§ **INPUT RECORDS**

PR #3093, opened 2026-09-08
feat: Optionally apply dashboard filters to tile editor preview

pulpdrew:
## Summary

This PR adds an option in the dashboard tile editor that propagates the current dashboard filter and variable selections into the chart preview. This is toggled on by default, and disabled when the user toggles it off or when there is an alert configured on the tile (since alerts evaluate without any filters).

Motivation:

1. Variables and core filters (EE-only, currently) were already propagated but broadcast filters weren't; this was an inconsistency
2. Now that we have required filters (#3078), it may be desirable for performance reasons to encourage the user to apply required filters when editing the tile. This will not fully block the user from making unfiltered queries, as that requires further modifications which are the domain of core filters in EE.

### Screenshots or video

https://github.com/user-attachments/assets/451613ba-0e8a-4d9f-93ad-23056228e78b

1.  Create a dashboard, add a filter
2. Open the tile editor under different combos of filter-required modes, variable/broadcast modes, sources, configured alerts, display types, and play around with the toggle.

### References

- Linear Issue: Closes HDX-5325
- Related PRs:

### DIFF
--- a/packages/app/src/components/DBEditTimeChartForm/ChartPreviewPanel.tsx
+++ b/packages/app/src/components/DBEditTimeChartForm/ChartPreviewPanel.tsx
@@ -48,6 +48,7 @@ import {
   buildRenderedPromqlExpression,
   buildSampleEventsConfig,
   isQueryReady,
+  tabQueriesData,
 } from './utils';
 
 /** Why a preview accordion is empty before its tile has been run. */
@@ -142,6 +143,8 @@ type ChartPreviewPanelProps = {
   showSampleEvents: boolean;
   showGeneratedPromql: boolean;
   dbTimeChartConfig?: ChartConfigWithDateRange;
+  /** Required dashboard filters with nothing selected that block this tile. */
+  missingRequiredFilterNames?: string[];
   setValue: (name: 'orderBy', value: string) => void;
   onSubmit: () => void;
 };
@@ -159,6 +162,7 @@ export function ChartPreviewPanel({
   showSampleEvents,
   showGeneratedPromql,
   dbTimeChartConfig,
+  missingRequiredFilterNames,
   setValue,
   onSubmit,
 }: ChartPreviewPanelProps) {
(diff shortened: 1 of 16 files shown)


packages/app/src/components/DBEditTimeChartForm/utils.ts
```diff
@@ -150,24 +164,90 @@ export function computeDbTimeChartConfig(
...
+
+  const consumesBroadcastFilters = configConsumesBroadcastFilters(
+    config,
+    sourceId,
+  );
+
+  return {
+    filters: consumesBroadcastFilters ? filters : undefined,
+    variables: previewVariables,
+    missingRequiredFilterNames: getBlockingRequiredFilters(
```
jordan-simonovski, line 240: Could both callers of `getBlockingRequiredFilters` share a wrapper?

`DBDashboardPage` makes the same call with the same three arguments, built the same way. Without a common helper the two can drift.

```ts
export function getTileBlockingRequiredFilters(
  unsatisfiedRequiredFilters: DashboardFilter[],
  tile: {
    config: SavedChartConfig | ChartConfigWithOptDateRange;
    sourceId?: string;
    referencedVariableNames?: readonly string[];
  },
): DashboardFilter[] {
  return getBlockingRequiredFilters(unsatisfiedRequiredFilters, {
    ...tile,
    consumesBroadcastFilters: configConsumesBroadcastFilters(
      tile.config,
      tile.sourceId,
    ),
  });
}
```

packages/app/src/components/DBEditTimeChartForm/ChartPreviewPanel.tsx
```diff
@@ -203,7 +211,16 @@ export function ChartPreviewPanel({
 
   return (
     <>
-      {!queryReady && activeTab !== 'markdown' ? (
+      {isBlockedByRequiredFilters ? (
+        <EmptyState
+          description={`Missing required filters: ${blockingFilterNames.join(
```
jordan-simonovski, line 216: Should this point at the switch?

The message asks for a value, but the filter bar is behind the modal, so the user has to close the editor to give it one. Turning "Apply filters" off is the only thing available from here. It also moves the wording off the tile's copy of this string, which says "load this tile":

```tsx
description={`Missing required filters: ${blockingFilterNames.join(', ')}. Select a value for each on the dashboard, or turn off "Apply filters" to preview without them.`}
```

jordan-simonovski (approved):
* * *
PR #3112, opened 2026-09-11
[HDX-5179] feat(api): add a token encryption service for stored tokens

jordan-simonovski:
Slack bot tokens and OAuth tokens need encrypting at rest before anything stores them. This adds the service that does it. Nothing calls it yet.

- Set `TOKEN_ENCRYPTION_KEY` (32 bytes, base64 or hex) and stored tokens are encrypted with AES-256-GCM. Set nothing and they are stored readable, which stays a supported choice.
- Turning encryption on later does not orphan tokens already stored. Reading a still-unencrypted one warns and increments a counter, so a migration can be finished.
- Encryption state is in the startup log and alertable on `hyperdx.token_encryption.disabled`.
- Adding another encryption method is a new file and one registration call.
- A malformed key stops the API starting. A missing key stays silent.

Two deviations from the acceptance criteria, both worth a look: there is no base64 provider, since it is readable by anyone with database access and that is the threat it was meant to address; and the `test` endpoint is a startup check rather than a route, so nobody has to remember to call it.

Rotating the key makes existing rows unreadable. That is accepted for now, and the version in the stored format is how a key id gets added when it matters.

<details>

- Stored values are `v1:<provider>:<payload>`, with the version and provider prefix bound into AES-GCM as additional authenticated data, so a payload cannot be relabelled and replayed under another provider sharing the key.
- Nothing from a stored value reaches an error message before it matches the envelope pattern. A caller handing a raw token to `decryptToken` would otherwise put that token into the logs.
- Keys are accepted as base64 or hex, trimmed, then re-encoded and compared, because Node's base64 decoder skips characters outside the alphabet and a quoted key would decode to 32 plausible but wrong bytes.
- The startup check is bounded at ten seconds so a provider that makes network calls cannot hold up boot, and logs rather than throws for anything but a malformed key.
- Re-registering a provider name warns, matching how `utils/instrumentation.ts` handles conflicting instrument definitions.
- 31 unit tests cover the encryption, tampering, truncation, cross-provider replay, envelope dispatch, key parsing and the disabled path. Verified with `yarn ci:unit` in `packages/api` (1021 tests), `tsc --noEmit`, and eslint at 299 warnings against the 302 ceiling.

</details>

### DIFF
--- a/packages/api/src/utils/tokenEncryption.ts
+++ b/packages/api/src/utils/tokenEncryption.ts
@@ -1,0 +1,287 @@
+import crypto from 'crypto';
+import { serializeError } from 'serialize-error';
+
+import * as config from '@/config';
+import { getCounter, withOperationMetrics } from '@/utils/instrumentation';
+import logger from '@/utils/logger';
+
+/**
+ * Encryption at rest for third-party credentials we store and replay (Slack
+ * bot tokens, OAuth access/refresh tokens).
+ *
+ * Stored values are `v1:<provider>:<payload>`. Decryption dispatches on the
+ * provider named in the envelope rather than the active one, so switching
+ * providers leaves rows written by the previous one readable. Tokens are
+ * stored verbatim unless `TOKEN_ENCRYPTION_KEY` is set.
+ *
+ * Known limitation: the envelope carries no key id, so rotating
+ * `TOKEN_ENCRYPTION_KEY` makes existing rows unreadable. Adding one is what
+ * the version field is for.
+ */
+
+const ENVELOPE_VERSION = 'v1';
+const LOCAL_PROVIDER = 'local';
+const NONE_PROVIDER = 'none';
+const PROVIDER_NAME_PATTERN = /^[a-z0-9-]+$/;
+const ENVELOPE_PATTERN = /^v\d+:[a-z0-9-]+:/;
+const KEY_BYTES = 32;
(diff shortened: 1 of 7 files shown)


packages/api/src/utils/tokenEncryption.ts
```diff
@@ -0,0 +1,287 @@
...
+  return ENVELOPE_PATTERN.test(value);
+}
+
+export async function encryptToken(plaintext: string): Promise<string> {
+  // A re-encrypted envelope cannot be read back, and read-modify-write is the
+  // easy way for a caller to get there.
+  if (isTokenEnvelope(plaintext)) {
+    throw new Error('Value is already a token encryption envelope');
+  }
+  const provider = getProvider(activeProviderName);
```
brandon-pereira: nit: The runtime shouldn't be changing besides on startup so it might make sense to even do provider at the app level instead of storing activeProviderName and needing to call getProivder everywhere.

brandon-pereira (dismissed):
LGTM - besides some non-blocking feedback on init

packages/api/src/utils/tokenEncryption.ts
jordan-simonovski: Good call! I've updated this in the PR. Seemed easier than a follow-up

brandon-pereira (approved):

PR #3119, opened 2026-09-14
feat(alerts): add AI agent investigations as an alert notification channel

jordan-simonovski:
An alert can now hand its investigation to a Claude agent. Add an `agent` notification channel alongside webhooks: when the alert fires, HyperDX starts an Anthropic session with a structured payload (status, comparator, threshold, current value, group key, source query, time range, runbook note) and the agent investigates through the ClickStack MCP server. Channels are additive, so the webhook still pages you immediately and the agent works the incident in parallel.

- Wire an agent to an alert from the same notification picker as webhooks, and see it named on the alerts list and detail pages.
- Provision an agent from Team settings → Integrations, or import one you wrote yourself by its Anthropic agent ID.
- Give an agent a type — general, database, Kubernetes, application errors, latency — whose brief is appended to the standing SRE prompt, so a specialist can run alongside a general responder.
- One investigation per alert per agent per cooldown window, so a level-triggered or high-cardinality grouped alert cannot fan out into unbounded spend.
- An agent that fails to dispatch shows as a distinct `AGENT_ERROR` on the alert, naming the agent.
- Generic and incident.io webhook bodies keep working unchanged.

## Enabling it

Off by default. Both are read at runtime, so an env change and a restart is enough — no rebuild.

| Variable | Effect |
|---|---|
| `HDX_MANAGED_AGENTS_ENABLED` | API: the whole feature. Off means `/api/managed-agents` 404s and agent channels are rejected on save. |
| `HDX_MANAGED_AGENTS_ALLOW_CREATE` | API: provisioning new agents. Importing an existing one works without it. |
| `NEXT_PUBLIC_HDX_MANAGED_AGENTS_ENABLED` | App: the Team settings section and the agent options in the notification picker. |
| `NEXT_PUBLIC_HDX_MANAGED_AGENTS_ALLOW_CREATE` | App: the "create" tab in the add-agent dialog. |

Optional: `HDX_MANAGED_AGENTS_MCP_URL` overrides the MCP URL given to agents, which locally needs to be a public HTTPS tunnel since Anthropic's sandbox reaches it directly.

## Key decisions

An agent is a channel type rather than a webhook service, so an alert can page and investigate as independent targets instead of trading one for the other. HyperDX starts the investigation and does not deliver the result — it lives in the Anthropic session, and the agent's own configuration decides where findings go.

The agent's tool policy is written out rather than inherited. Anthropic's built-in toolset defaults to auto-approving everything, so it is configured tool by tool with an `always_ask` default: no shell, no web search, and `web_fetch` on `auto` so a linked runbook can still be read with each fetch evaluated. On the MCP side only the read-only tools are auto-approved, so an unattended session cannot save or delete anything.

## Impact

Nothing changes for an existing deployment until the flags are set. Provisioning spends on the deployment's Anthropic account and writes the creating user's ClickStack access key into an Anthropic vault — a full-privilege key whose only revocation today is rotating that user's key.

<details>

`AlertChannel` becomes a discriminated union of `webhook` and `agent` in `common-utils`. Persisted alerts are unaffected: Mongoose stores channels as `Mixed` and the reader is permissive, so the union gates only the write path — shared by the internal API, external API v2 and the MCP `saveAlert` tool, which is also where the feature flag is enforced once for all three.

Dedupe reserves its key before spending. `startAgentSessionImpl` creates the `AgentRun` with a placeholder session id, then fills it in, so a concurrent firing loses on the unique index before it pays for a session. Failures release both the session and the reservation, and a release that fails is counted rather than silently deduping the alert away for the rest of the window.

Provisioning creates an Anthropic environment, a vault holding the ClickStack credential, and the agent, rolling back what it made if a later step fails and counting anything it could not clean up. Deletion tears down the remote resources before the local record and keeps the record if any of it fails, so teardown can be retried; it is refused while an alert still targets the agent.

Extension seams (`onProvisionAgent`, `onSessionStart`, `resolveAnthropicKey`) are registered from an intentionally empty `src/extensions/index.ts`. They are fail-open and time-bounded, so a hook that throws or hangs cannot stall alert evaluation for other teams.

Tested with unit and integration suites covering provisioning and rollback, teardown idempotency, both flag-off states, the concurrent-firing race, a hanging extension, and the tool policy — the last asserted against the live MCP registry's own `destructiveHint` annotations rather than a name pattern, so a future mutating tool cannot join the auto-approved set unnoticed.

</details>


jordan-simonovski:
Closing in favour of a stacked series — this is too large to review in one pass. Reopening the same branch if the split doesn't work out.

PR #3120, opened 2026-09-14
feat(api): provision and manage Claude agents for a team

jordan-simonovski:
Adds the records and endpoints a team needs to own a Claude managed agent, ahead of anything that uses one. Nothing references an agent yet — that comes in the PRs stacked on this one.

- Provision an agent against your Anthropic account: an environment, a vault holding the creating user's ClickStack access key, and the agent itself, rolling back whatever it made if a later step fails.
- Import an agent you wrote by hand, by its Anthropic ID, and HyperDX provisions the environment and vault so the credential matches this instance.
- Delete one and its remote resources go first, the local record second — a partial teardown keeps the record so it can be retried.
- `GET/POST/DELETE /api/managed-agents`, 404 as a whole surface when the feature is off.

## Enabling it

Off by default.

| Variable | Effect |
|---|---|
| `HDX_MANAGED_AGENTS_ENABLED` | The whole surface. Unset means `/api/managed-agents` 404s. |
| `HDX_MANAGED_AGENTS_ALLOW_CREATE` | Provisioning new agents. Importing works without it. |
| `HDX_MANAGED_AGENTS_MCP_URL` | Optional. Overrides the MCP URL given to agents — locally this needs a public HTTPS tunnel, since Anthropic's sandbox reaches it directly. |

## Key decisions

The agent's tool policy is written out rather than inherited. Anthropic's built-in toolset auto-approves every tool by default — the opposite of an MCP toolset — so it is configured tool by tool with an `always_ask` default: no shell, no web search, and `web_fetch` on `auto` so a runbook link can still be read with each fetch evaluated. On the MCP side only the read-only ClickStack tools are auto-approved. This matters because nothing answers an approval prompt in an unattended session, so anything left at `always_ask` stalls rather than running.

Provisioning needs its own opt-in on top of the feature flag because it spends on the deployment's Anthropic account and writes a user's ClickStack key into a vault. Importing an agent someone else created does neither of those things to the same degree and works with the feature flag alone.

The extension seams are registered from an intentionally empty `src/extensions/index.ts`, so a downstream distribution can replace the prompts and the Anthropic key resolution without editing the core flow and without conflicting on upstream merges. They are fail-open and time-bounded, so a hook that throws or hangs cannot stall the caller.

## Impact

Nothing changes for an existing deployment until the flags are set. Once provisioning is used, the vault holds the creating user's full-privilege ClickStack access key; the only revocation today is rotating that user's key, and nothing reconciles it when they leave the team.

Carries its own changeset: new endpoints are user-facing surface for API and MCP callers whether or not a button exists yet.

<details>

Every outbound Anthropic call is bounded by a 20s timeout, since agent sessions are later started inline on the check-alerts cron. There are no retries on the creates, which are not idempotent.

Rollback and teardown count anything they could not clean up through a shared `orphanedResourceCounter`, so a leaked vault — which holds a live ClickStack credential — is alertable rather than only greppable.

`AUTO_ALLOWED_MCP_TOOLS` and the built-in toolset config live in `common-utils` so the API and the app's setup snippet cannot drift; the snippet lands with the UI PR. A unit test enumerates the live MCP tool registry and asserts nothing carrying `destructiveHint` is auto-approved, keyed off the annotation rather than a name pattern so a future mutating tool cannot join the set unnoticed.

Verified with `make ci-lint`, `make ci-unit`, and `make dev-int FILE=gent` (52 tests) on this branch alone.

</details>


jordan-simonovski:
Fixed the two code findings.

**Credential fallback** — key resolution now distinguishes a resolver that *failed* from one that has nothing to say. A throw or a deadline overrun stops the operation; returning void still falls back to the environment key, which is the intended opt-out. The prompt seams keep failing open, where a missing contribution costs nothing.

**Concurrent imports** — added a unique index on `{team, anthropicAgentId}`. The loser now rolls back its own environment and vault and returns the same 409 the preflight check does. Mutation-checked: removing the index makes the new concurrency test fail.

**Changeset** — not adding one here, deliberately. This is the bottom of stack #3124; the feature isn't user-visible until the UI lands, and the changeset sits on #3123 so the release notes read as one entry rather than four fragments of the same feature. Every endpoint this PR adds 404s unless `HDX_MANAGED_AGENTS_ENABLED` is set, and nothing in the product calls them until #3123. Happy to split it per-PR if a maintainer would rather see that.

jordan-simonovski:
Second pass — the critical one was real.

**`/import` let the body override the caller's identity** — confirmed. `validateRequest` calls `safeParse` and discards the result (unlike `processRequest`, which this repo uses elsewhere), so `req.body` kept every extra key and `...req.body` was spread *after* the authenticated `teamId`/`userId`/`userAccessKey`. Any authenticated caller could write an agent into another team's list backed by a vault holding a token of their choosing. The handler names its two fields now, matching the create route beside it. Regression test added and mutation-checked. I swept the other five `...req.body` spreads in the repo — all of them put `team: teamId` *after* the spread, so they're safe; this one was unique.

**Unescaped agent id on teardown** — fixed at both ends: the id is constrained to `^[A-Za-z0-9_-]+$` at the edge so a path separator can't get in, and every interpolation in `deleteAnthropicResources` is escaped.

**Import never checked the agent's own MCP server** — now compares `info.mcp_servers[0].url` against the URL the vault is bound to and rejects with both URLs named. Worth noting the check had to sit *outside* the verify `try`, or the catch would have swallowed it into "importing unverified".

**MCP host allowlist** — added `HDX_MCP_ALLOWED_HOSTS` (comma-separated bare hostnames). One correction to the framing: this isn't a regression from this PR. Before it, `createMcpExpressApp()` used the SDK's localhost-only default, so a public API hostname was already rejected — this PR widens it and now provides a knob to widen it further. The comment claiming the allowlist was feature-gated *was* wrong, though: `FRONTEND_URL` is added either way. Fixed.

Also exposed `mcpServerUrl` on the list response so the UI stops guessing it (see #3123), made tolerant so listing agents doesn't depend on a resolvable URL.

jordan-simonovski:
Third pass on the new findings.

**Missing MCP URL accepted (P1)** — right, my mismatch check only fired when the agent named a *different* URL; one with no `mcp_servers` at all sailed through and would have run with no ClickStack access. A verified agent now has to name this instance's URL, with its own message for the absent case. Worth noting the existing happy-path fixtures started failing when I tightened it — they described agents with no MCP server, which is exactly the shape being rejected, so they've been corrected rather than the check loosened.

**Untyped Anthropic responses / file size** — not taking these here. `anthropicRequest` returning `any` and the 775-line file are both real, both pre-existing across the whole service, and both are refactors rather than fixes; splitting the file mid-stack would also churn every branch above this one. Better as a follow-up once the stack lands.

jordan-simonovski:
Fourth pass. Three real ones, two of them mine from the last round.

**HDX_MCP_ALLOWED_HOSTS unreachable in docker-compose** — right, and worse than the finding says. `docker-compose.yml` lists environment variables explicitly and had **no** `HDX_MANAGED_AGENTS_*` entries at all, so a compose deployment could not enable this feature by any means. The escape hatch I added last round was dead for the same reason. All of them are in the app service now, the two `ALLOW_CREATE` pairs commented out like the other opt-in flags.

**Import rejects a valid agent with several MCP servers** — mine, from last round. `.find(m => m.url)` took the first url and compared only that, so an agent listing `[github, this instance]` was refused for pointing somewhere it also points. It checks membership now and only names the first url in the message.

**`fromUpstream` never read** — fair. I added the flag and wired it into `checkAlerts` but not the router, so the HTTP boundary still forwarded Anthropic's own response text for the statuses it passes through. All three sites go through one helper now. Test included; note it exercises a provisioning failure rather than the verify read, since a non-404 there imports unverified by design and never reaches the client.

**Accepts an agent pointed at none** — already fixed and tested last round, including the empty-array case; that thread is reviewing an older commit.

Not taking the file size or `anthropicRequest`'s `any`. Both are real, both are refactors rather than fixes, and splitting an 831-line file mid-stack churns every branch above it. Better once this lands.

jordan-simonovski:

§ **YOUR OBJECTIVE**
In the entries above, find the line with "- A malformed" and the line with "Two deviations from", then restate word for word both of them and every line between, with nothing more.

§ **ANSWER TO THE PROBLEM**
- A malformed key stops the API starting. A missing key stays silent.

Two deviations from the acceptance criteria, both worth a look: there is no base64 provider, since it is readable by anyone with database access and that is the threat it was meant to address; and the `test` endpoint is a startup check rather than a route, so nobody has to remember to call it.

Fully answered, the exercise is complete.